Genügt es den, im Schlimmstfall, einen neuen ISP auf Debian aufzusetzen (nach dem HowTo) und quasi die Datendateien einzuspielen? Also, die MySQL-Datenbanken, die angepassten Konfigurationsdateien (apache, fail2ban, etc.), die Datenverzeichnisse (in denen www und die mails liegen)?


----------



## Till (16. Mai 2013)

> Entspricht das noch der aktuellen ISP-Version?


Ja. was noch dazu kommt its /var/log/ispconfig/httpd/*

Wenn Du eine "manuelle" Sicherung zum rücksichern erstellen möchtest dann erstelle tar.gz's bei denen die Dateiberechtigungen enthalten sind von:

/etc
/var/vmail
/var/www
/var/log/ispconfig/httpd/*

und alle mysql Datenbanken.



> Wie sichert ihr?


Ich habe alle Server in OpenVZ VM's und sichere sie mit vzdump.

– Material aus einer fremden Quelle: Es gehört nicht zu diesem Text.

PR #117, opened 2023-05-08
Implement a means of asynchronous pin injections for Numeric Comparison and PassKey Input

### LINKED ISSUE #114: Numeric Comparison and Passkey Entry are not properly handled
In `NimBLEServer.cpp`: Currently Numeric Comparison and Passkey Entry (`BLE_SM_IOACT_NUMCMP` and `BLE_SM_IOACT_INPUT` respectively) perform blocking calls to callbacks in order to determine the input for `ble_sm_inject_io`. However, this prevents the SMP Timeout (Vol. 3 Part H Section 3.4 of the Bluetooth 4.2 spec) from properly triggering, as those functions may pend too long waiting for user input.

Furthermore, even if the callbacks do properly timeout themselves, there is no way for them to properly align with the spec, which states that in the event of a timeout "No further SMP commands shall be sent over the L2CAP Security Manager Channel." This is because when the callbacks return, `ble_sm_inject_io` is always called, which results in a "Pairing Failed" command being sent over the SMP channel.

Instead of relying on blocking function calls, these two scenarios should initiate the callbacks only as a means of displaying a prompt to the user, and relying on an asynchronous event for the call to `ble_sm_inject_io`. This allows the timeout event to properly occur.

csmith-morningstar:
Fixes #114

Summary of changes:

- Split `onPassKeyRequest` into two separate functions:
  - `onPassKeyDisplay` which requests the pin (similar to old functionality)
  - `onPassKeyEntry` which notifies the application to prompt the user for a pin number. No return value
- Changed `onConfirmPIN` to lack return value, instead just notifies the app to display the pin number
- Added two functions to the NimBLEServer class: `injectPassKey` and `injectConfirmPIN`, which should be called when the user enters the PIN or presses confirm/cancel respectively.

### DIFF
--- a/examples/Advanced/NimBLE_Server/main/main.cpp
+++ b/examples/Advanced/NimBLE_Server/main/main.cpp
@@ -44,18 +44,26 @@ class ServerCallbacks: public NimBLEServerCallbacks {
     
 /********************* Security handled here **********************
 ****** Note: these are the same return values as defaults ********/
-    uint32_t onPassKeyRequest(){
-        printf("Server Passkey Request\n");
+    uint32_t onPassKeyDisplay(){
+        printf("Server Passkey Display\n");
         /** This should return a random 6 digit number for security 
          *  or make your own static passkey as done here.
          */
         return 123456; 
     };
 
-    bool onConfirmPIN(uint32_t pass_key){
+    void onPassKeyEntry(const BLEAddress& address){
+        printf("Server Passkey Entry\n");
+        /** This should prompt the user to enter the passkey displayed
+         * on the peer device.
+         */
+        NimBLEDevice()::getServer()->injectPassKey(address, 123456)
+    };
+
+    void onConfirmPIN(const BLEAddress& address, uint32_t pass_key){
         printf("The passkey YES/NO number: %d\n", pass_key);
-        /** Return false if passkeys don't match. */
-        return true; 
+        /** Inject false if passkeys don't match. */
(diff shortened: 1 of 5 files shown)


h2zero:
Thanks for this, I will test it shortly 😄

h2zero:
@csmith-morningstar Sorry for taking so long with this. I have thought about it and there are a few things I would like to change.

- The callback signature I believe would be beneficial to have a `NimBLEConnInfo` instance rather than just the address.
- An overload of the `InjectXXX()` functions using a connection handle input would be nice to have.
- The functions could also be moved to `NimBLEDevice` scope so that they could be used by the client code as well and convienience wrappers added to `NimBLEClient` and `NimBLEServer`.

Thanks again for submitting this, it's been a long time coming to fix it 😄

finger563:
I believe this is required to properly implement Google Fast Pair Service - as I've noted in my component example [here](https://github.com/esp-cpp/espp/blob/main/components/gfps_service/example/main/gfps_service_example.cpp). The way I've implemented it with bluedroid is to not respond there, simply store the key, and then respond in the side channel as I've noted [here](https://github.com/esp-cpp/espp/blob/main/components/gfps_service/src/nearby_ble.cpp#L267).

Relatedly, I'm not getting `BLE_GAP_EVENT_PASSKEY_ACTION` in my custom gap event handler (but I am getting the other event), is that expected? Relevant code [here](https://github.com/esp-cpp/espp/blob/main/components/gfps_service/src/nearby_ble.cpp#L82)

PR #134, opened 2023-10-06
Update NimBLEAdvertising.cpp

davidlehrian:
Null terminate the m_name vector because for some reason if you shorten the advertising name it will keep the length the same as the longest name that has been set until the uP is restarted. This means that if you set the name to "longest" and then set it to "short" it will advertise as "shortst" (note two letters from the end of "longest".


h2zero:
@davidlehrian Thanks for this but I believe #166 is a better fix. Please test it and le me know.

davidlehrian:
Setting of the name to a shorter name is working now in my testing. Agreed #166 is a better fix.

PR #143, opened 2024-02-29
Fix inconsistent use of time units

psitto:
Correct times when values in milliseconds are being referred to as if they were in seconds. In examples, documentation and comments.


h2zero:
Thanks for this! Been meaning to get around to some of these fixes.

PR #147, opened 2024-03-13
Change advertising callback from raw pointer to std::function

finger563:
Updates the interface to use a typedef'd std::function for the advertise callback, which is backwards compatible but also allows std::bind and lambda functions.


h2zero:
Thanks for this, this looks like it adds more than just the feature stated, could we split that into a separate PR?

finger563:
Sure - i'll close this and reopen with a simple PR for this specific feature.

Auf dem host server läuft nur ein minimal debian mit openvz kernel.


----------



## neovanmatix (23. Mai 2013)

Hallo Till,

danke für die Antwort.
Ich habe mich jetzt auch dazu entschlossen, ein OpenVZ-Setup wie du einzurichten; Hostsystem Debian 6 mit ISPConfig virtualisiert.

Ist es dabei möglich, den OpenVZ-Dienst des Hostsystems über den den Virtualisierungs-Punkt des virtualisierten ISPConfig's zu verwalten, oder muss ich auf so ein OpenVZ-Webgui auf dem Host zurückgreifen?


----------



## F4RR3LL (23. Mai 2013)

Möglich ist das, aber sinniger wäre->
Komplett ohne Gui einfach auf der Console die VM(`s) anlegen. 
Die Dumps kann man per Script und Cron erledigen lassen. 
Das ist einfach am besten in Bezug auf die Ressaurcen.

Gruß Sven


----------



## neovanmatix (23. Mai 2013)

Also, dem Host stehen 16 GB Ram und 4 Kerne mit je ~2,6 Ghz + ein Raid-Subset mit ~200 MB Durchsatz zur Verfügung; und das einzige was drauf läuft ist ein ISPConfig der 5 nicht besuchte Seiten hostet... Performance sollte da nicht so wirklich eine Rolle spielen


----------